# Task requirements
Your task is to tally the lines of the listing containing the word "last" and report the figure alone.

# Source data

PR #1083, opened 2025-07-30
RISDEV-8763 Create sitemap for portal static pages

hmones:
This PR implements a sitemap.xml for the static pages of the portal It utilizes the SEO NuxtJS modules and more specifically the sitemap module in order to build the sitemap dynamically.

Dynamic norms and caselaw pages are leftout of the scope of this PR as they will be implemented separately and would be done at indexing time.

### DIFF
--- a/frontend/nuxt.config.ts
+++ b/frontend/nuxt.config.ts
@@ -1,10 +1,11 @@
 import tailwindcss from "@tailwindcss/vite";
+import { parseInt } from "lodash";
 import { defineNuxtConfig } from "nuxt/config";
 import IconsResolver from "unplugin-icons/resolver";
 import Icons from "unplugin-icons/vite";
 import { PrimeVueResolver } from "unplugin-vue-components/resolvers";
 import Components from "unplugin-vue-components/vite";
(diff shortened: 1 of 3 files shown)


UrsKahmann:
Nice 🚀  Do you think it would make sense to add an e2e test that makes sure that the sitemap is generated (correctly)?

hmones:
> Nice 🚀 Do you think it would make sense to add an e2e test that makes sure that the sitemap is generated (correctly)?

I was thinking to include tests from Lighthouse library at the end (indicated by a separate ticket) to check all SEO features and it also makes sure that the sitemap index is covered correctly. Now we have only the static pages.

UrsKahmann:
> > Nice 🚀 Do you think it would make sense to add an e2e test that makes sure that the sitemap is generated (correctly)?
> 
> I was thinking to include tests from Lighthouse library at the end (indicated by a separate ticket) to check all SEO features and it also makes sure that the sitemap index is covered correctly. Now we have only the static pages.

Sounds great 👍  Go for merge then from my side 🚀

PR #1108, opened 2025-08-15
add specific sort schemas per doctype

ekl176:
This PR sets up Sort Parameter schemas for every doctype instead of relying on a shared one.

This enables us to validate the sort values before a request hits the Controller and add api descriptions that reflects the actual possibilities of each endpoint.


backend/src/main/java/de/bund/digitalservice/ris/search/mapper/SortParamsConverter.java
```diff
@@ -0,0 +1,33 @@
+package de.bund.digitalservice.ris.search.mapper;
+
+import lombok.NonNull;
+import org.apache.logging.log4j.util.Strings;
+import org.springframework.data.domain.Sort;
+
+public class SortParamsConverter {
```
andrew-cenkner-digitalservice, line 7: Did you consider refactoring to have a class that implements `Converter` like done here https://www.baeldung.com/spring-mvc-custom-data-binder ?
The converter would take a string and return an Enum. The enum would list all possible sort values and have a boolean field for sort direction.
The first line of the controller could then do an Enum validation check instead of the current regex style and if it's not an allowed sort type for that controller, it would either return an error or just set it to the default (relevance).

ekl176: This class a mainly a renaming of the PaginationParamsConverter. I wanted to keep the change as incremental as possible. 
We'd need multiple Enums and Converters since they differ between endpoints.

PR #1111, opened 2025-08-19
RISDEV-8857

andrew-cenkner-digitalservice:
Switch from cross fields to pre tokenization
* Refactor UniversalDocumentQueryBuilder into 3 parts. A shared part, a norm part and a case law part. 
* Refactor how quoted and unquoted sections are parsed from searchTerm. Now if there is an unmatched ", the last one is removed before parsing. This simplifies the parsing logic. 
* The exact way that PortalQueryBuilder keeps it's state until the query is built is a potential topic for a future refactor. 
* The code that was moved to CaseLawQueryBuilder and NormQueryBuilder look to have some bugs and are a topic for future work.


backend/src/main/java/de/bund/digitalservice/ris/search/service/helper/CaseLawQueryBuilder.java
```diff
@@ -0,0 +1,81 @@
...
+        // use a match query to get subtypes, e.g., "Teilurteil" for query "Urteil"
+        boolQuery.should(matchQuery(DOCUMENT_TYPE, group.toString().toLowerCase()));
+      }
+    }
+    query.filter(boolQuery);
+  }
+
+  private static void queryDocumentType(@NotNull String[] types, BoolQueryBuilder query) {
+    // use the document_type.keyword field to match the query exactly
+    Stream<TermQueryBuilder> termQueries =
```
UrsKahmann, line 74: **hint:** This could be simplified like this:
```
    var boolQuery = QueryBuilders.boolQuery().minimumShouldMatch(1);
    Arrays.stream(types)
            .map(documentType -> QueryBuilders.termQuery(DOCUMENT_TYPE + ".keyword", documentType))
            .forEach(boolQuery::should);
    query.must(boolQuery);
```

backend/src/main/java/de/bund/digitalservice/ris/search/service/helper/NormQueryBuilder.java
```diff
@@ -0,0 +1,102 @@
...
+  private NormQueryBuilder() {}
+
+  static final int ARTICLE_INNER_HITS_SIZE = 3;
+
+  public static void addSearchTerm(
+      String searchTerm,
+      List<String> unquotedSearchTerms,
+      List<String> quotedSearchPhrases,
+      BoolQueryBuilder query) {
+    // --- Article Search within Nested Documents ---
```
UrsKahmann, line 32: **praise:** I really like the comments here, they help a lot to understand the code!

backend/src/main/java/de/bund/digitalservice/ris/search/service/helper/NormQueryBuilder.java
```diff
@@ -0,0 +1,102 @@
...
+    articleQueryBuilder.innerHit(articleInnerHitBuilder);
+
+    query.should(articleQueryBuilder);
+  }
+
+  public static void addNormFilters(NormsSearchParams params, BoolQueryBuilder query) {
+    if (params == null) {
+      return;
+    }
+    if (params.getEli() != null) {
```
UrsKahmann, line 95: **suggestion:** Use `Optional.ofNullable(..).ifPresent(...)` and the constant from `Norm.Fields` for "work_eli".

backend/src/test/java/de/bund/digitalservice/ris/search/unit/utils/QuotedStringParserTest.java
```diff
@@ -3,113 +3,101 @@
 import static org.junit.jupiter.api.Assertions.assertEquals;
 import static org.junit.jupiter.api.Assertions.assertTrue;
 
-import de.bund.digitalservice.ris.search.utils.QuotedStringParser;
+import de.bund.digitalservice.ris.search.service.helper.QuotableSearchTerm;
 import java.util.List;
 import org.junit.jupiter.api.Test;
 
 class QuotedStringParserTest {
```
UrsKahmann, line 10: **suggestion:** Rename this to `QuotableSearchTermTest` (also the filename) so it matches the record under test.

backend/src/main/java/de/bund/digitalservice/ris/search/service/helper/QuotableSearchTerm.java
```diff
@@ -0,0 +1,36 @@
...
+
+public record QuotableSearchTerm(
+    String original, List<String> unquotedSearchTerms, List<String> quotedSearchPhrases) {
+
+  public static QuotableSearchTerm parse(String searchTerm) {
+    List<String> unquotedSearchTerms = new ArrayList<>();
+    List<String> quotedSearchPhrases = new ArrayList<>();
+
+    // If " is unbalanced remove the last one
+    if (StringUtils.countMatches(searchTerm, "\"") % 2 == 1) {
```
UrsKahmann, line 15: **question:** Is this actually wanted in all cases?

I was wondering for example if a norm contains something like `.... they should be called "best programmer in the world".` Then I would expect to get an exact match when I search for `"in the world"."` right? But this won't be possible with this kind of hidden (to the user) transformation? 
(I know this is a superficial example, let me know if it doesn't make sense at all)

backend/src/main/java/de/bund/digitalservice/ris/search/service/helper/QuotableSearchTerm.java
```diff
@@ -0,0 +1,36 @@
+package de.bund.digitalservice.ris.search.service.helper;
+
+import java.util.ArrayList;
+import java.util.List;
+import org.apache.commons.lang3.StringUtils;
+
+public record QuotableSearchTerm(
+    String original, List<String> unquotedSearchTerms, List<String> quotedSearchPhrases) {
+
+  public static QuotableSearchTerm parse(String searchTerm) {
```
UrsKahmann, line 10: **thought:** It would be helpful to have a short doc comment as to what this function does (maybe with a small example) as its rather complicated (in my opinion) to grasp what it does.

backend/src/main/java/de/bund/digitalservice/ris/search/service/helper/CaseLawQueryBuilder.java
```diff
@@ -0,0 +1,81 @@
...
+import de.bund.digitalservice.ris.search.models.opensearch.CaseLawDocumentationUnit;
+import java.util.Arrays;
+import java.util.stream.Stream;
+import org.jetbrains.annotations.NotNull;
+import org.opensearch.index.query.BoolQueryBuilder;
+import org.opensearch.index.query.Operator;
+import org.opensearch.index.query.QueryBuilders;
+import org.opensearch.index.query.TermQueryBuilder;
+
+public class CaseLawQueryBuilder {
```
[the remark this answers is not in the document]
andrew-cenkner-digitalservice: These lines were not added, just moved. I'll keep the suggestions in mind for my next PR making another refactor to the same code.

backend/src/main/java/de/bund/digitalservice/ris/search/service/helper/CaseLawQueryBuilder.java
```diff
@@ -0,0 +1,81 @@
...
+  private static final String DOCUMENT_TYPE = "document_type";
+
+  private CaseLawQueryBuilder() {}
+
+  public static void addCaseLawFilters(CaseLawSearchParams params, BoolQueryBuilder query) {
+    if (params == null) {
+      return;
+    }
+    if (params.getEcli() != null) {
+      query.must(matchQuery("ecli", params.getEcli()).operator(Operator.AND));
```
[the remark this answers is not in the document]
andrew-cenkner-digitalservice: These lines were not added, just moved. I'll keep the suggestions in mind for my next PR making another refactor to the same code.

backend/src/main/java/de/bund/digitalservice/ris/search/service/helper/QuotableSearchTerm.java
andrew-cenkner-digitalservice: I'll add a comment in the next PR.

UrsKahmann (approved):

# The completed task
2